** Collected data entries **
——

PR #4334, opened 2025-09-05
Issue2885 fan coil unit controls 060325

karthikeyad-pnnl:
@JayHuLBL I am submitting this PR with a simplified closed-loop example. The integration time for this new model is down to <4 seconds. Can you please check if this passes the CI tests? I was able to get the Openmodelica unit test to pass when I ran it on my local setup. In the mean time, I will clean the models up and submit an additional PR for it. Thanks!


karthikeyad-pnnl:
@JayHuLBL I had a chat about it with Michael at the last meeting he made. I think he would like us to eliminate the vectorization and create separate instances for the fan coil unit and controller instead. The good news is that the new setup runs in about 4 seconds. I also got the whole Examples package to run the openmodelica unit test without resulting in any translation timeout errors, so I think it should pass the CI tests now. I have also addressed a few of Michael's other comments in the changes I have pushed. The only pending update is adding a schematic and updating the fan class, but I would like some feedback on whether the unit test passes in the meantime if possible. Thanks!

PR #4352, opened 2025-09-18
Updated autosizing implementation

mwetter:
@dhblum This implements the following changes

- Updated json file and C code to remove the non-needed parameters `autosize` and `runSimulationForSizingPeriods`.
- Changed the parameter value for time from `T` to `t` (as we use `T` typically for temperature)
- Changed order of specifying and getting parameters for thermal zone and for system (so that the order is the same for heating and for cooling)
- Update all examples and validations. They all check successfully, but don't simulate as it requires the new binaries for EnergyPlus.
- Updated all validations in `Buildings.ThermalZones.EnergyPlus_24_2_0.BaseClasses.Validation` and the associated FMUs in `Resources/src/ThermalZones/EnergyPlus_24_2_0/FMUs` 
- Corrected old annotation `fillColor` for `Text` annotations. This has also been ported to `maint_12.x` and `maint_11.x`.

*Note* 
1. The validations in `Buildings.ThermalZones.EnergyPlus_24_2_0.BaseClasses.Validation`  work with OpenModelica, Optimica and with Dymola, but with Dymola, they work with the solver dassl but not with CVode. I don't know why they don't work with CVode as there is no error message.
2. Compiling the binaries gives a warning `EnergyPlus_24_2_0/C-Sources/cryptographicsHash.c:221:13: warning: ‘SHA1Transform’ reading 64 bytes from a region of size 7`. This seems to be OK based on see https://gcc.gnu.org/bugzilla/show_bug.cgi?id=106709 All other warnings are now removed.
3. I have not compiled the Windows binaries. We can do this once everything works on Linux.

Please go ahead and merge it if the changes are fine.

### DIFF
--- a/Buildings/ThermalZones/EnergyPlus_24_2_0/ThermalZone.mo
+++ b/Buildings/ThermalZones/EnergyPlus_24_2_0/ThermalZone.mo
@@ -3,6 +3,15 @@ model ThermalZone
   "Model to connect to an EnergyPlus thermal zone"
   extends
     Buildings.ThermalZones.EnergyPlus_24_2_0.BaseClasses.PartialEnergyPlusObject;
+  ////////////////////////////////////////////////////////////////////////////
+  // Buildings.Media declaration. This is identical to
+  // Buildings.Fluid.Interfaces.LumpedVolumeDeclarations, except
+  // that the comments have been changed to avoid a confusion about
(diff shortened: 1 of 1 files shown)


dhblum:
@mwetter Ah ok I see now, thank you!

PR #4356, opened 2025-09-19
Merge Ibpsa issue2043 two way flow element

mwetter:
This merges optimization of the code for the multizone airflow models.


mwetter:
This closes https://github.com/lbl-srg/modelica-buildings/issues/4360

PR #3627, opened 2024-01-05
Issue2885 fan coil unit controls

JayHuLBL:
This closes #2885.

PR #4357, opened 2025-09-20
Issue2885 fan coil unit controls 060325

karthikeyad-pnnl:
@mwetter I have applied the changes we discussed over the call. The simulation time has reduced even further to about 2 seconds in Dymola. Please review these changes when you get a chance. Thanks!


karthikeyad-pnnl:
@mwetter This needs to be merged before further testing #3627

PR #4393, opened 2025-10-08
Issue4378 autotuning pid

### LINKED ISSUE #4378: Autotuning PI controller obtains negative control gains
@SenHuang19 : I was trying to set up a small model with the autotuning PI controller, building on top of `Buildings.Fluid.HeatExchangers.Examples.WetCoilCounterFlowPIControlAutoTuning`.

I created a new branch with the above model slightly modified so that the 2nd tuning does not coincide with the set point change. When running the model, the control gains for the P and the I part switch from positive to negative, and control is lost.

JayHuLBL:
This closes #4378.


JayHuLBL:

PR #4415, opened 2025-11-20
Created air filter package

### LINKED ISSUE #3618: Air filter models
This issue is to develop a new component model for approximating the dynamic behaviors of air filters in general.
See details in [Generic Air filter Model.pdf](https://github.com/lbl-srg/modelica-buildings/files/13753595/Generic.Air.filter.Model.pdf)

JayHuLBL:
This replaces PR #4411.

It closes #3618.

### DIFF
--- a/.travis.yml
+++ b/.travis.yml
@@ -33,7 +33,7 @@ env:
     - DOCKER_REPONAME=lbnlblum
     - BUILDINGSPY_VERSION=BuildingsPy@v5.2.0
     - OMC_VERSION=ubuntu-2204-omc:1.24.0-1
-    - OPTIMICA_VERSION=travis-ubuntu-2204-optimica:1.55.11
+    - OPTIMICA_VERSION=travis-ubuntu-2204-optimica:1.55.11_rev-1
     - DYMOLA_VERSION=travis_ubuntu-2004_dymola:2025x-x86_64_rev-2
     - ENERGYPLUS_9_6_0=EnergyPlus-9.6.0-f420c06a69-Linux-Ubuntu20.04-x86_64
     - ENERGYPLUS_23_1_0=EnergyPlus-23.1.0-87ed9199d4-Linux-Ubuntu20.04-x86_64


JayHuLBL:

mwetter:
Todo
- [ ] In data record, clearly explain what `b` is.
- [ ] In data record, change arrays so there is one index for the substances, and then an array with the performance for that substance.
- [ ] Update the Validation model as `mMax=10` is not realistic, and why not run it for a year with realistic data?

Buildings/Fluid/AirFilters/BaseClasses/FiltrationEfficiency.mo
```diff
@@ -0,0 +1,74 @@
+within Buildings.Fluid.AirFilters.BaseClasses;
+model FiltrationEfficiency
+  "Filtration efficiencies for capturing each contaminant"
+  extends Modelica.Blocks.Icons.Block;
+
+  parameter Modelica.Units.SI.Mass mCon_max
+    "Maximum mass of the contaminant that can be captured by the filter";
+  parameter String namCon[:]
+    "Name of trace substance";
+  parameter Buildings.Fluid.AirFilters.Data.Characteristics.FiltrationEfficiencyParameters filEffPar[nConSub]
```
JayHuLBL, line 10: @mwetter After changing the filtration efficiency parameters to one set for each contaminant, running the validation model `BaseClasses.Validation.FiltrationEfficiency` with Dymola gives the error:
Screenshot 2025-12-23 at 1 17 31 PM
However, there is no error with OpenModelica and Optimica. Could it be a Dymola bug?

JayHuLBL: The issue is being addressed by the Dymola development team:
Screenshot 2026-01-08 at 10 35 02 AM

---
There is a workaround as below to bypass the issue:
In the class `Buildings.Fluid.AirFilters.BaseClasses.FiltrationEfficiency`, we could create the protected parameters:
```modelica
  parameter Real filRat[:,:]=filEffPar.rat
    "Relative mass of captured contaminant";
  parameter Real filEps[:,:]=filEffPar.eps
    "Filtration efficiency";
```

and then in the for loop in the equation section, replace the `filEffPar[i].rat` and `filEffPar[i].eps` with `filRat[i,:]` and `filEps[i,:]`:
```modelica
  for i in 1:nConSub loop
     y[i] = Buildings.Utilities.Math.Functions.smoothLimit(
        Buildings.Utilities.Math.Functions.smoothInterpolation(
                x=rat,
                xSup=filRat[i,:],
                ySup=filEps[i,:]),
        0,
        1,
        1E-3)
     "Calculate the filtration efficiency";
  end for;
```

JayHuLBL:

mwetter:
@JayHuLBL : I revised the models, primarily
- revised documentation
- removed `min` block that avoided the dimensionless mass to exceed 1 if the filter is not replaced. I think this value should keep increasing if the filter is not replaced.
- removed the attributes `rat(max=1)`  because of the above item
- removed a real delay in an example (and tested it with OpenModelica)

Can you please update the reference results, which may have slightly changed due to the removal of the `min` block.
Then it is ready to merge from my view. (Note that the CI tests with Optimica will fail until the image is updated.)

Issue #4407, opened 2025-11-17
The transation of theThe translation of the model Buildings.Templates.Components.Validation.ChillersCompression fails in OpenModelica because of cyclically dependent parameters


AndreaBartolini:
The translation of the model `Buildings.Templates.Components.Validation.ChillersCompression` fails in **OpenModelica** because the following parameters of the chiller instance `chiWatCoo` have a cyclical dependency:
- `TConEnt_nominal`
- `cpCon_default`
- `staCon_default`

The `chiWatCoo` is instantiated at **TopLevel** with the following parameters and modifiers:
```modelica
parameter Buildings.Templates.Components.Data.Chiller datChiWatCoo(
  ...
  per(
    ...
    use_TConOutForTab=true))
"Water-cooled chiller parameters" annotation(...);

Buildings.Templates.Components.Chillers.Compression chiWatCoo(
  ...
  final dat=datChiWatCoo,
  ...)
  "Water-cooled chiller - CHW/CW pressure drops computed externally" annotation (...);
```

and the class `Buildings.Templates.Components.Chillers.Compression` is defined as following:
```modelica
partial model PartialChiller
  ...
  parameter Modelica.Units.SI.Temperature TConEnt_nominal
    "Design condenser entering fluid temperature";
 ...
  final parameter MediumCon.SpecificHeatCapacity cpCon_default=MediumCon.specificHeatCapacityCp(staCon_default)
    "Condenser cooling fluid default specific heat capacity";
	
  final parameter MediumCon.ThermodynamicState staCon_default=MediumCon.setState_pTX(
    T=TConEnt_nominal,
    p=MediumCon.p_default,
    X=MediumCon.X_default)
    "Condenser cooling fluid default state";
  ...
end PartialChiller

model Compression
  "Compression chiller"
  extends Buildings.Templates.Components.Interfaces.PartialChiller(
    ...	
    final TConEnt_nominal 
      = if dat.per.use_TConOutForTab 
         then dat.TCon_nominal - QCon_flow_nominal / mCon_flow_nominal / cpCon_default
         else dat.TCon_nominal,
   ...);
  ...
end Compression
```

[...]

PR #4171, opened 2025-03-20
Templates • Refactor AWHP plant template with modular HP model

AntoineGautier:
This addresses #4152.

TODO before merging:
- [x] Merge #4170 and the master into `issue4152_HpTemplateWithModular`
- [x] Fix Dymola warnings `Failed to evaluate and check the size declaration of pla.hp.dat.perHeaHp.PLRSor`
- [x] Add release notes

PR #4416, opened 2025-11-21
Fix cyclic parameter bindings

AntoineGautier:
This addresses #4407.


AntoineGautier:
@mwetter This is ready to merge.

The change from this PR cannot be applied to `maint_12.x`. It fixes an issue that was introduced with https://github.com/lbl-srg/modelica-buildings/pull/4171, which is not merged into `maint_12.x`. In its current state, `maint_12.x` does not include the cyclic parameter bindings and `Buildings.Templates.Components.Chillers.Validation.Compression` can be simulated with OMC.

AntoineGautier:
@mwetter Good point. I've removed the addition to the release notes. I've also removed the revision note in `PartialChiller`.

Issue #4396, opened 2025-10-23
Model Buildings.Examples.FanCoils.FourPipe fails verification in omc


AndreaBartolini:
The following variables of the model `Buildings.Examples.FanCoils.FourPipe` fail the verification vs the dymola reference file when simulated by using omc:
- `conFCU2.yHeaCoi`
- `conFCU1.yCooCoi`

Let's focus on the first, here below the results from the omc CI:

<img width="2100" height="1307" alt="Image" src="https://github.com/user-attachments/assets/cc0e27ef-8070-4bf2-9df3-6106c8dab581" />

and by zooming:

<img width="2090" height="1296" alt="Image" src="https://github.com/user-attachments/assets/491b05ee-5610-4306-abac-67305f8f9bf6" />

it is possible to see that there is some high-frequency transient that doesn't match the verification, turning on the row data we can see the following:

<img width="2097" height="1303" alt="Image" src="https://github.com/user-attachments/assets/f4af5760-28bd-4922-995d-8e3fed920ac4" />

so the first note is that the default communication interval (500 intervals) is too coarse to properly match the transient with the reference data.

To better analyze the transient, I reproduced the issue on my win11-pro machine, by using:
- Buildings master branch 4c81fe31cca
- dymola Version 2025x, 2024-10-11
- OpenModelica v1.26.0-dev-344-g81f39f4f0e under win
- OpenModelica 1.26.0~dev-421-gd95044f with ubuntu 24.04 under WSL

Both the OpenModelica versions return the same values, so in the following only the results from win are reported.

Here below the same transient simulated without the equidistant time grid:

<img width="1044" height="681" alt="Image" src="https://github.com/user-attachments/assets/4214d188-a072-4a63-815f-131e2ab6565a" />

The results from dymola and omc in any case don't match, one cause may be the high sensitivity of the PI controller `conFCU2.heaPI`:

<img width="1186" height="916" alt="Image" src="https://github.com/user-attachments/assets/b96932d0-df75-4584-9ab4-62d78c1731a0" />

an error of 0.05 K on the controlled temperature produces a control output variation of about 0.3 PerUnit.
Is there a particular reason for which this high-gain loop is needed?

AndreaBartolini:
Keep @casella in the loop.

karthikeyad-pnnl:
[...]

PR #4442, opened 2025-12-16
Issue4396 omc verification error v2

mwetter:
This closes https://github.com/lbl-srg/modelica-buildings/issues/4396

### DIFF
--- a/Buildings/Fluid/FixedResistances/BaseClasses/PlugFlowPipe.mo
+++ b/Buildings/Fluid/FixedResistances/BaseClasses/PlugFlowPipe.mo
@@ -273,27 +273,34 @@ equation
     annotation (Line(points={{-50,10},{-50,86},{0,86},{0,100}},
       color={191,0,0}));
 
-  connect(heaLos_b.port_b, vol_b.ports[1])
-    annotation (Line(points={{60,0},{78,0},{78,20}}, color={0,127,255}));
-  connect(vol_b.ports[2], port_b)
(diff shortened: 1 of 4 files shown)


Buildings/Controls/OBC/ASHRAE/G36/FanCoilUnits/Subsequences/SupplyAirTemperature.mo
```diff
@@ -215,7 +215,8 @@ block SupplyAirTemperature
     final controllerType=heaCoiConTyp,
     final k=kHeaCoi,
     final Ti=TiHeaCoi,
-    final Td=TdHeaCoi) if have_heaCoi
+    final Td=TdHeaCoi,
+    final r=12) if have_heaCoi
```
mwetter: @karthikeyad-pnnl : I think this `12` and the `11` below are specific to your example. I suggest to just set `10` for both, and not make them final. Let me know if you agree and I can make this change. Similarly for the `4` in Buildings/Controls/OBC/ASHRAE/G36/FanCoilUnits/Controller.mo

mwetter (commented):
@karthikeyad-pnnl : Please see the inline-question

Buildings/Controls/OBC/ASHRAE/G36/FanCoilUnits/Subsequences/SupplyAirTemperature.mo
karthikeyad-pnnl: @mwetter I dont have any objections to the changes you are suggesting. Thanks, Michael!

PR #1256, opened 2024-01-06
cherry-pick feat(wallet)!: add `NonEmptyDatabase` variant to `NewError`

notmandatory:
### Description

`NewError` is the error type when constructing a wallet with `Wallet::new`. We want this to return an error when the database already contains data (in which case, the caller should use `load` or `new_or_load`).

### Notes to the reviewers

This is cherry-picked from #1172 so that we can add it to the alpha.3 release. 

### Changelog notice

Change
- Return `NonEmptyDatabase` error when constructing a wallet with `Wallet::new` if the file already contains data (in which case, the caller should use `load` or `new_or_load`).

#### All Submissions:

#### New Features:


evanlinjin (approved):
ACK a1d34afa2455d93d23a36fd78d94aa79c7e493d1

PR #875, opened 2023-02-28
Bump bip39 crate to v2.0.0

tnull:
### Description

The updated version of `rust-bip39` was just released. It also [bumped the pinned version](https://github.com/rust-bitcoin/rust-bip39/pull/41) of `unicode-normalization`, which previously had lead to some incompatibilities.

#### All Submissions:

* [x] I've signed all my commits
* [x] I followed the [contribution guidelines](https://github.com/bitcoindevkit/bdk/blob/master/CONTRIBUTING.md)
* [x] I ran `cargo fmt` and `cargo clippy` before committing

PR #1259, opened 2024-01-07
Bump `bip39` dependency to v2.0

tnull:
We previously bumped the `bip39` version to 2.0 [in the 0.2X release branch](https://github.com/bitcoindevkit/bdk/pull/875). Back then, bumping it in `master` was [assumed unnecessary](https://github.com/bitcoindevkit/bdk/pull/875#issuecomment-1483990088). It seems this was erroneous, as the current `1.0.1` dependency is present since https://github.com/bitcoindevkit/bdk/pull/793, which was merged before the bump in `release/0.27`.

Here, we therefore bump the crate version in `master` after all.

### DIFF
--- a/crates/bdk/Cargo.toml
+++ b/crates/bdk/Cargo.toml
@@ -22,7 +22,7 @@ bdk_chain = { path = "../chain", version = "0.6.0", features = ["miniscript", "s
 
 # Optional dependencies
 hwi = { version = "0.7.0", optional = true, features = [ "miniscript"] }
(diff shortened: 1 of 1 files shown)


tnull:
@notmandatory Any chance this could still make it in to 1.0-alpha.3?

notmandatory:
Thanks for catching this. I'll make sure it's in the alpha.3 release.

notmandatory (approved):
ACK 8694624bd5f63b738448c250d7b1042f219636da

——

** WORK TASK **
Copy out each line of the entries above that holds "PlugFlowPipe".

** EXPECTED OUTPUT **
--- a/Buildings/Fluid/FixedResistances/BaseClasses/PlugFlowPipe.mo
+++ b/Buildings/Fluid/FixedResistances/BaseClasses/PlugFlowPipe.mo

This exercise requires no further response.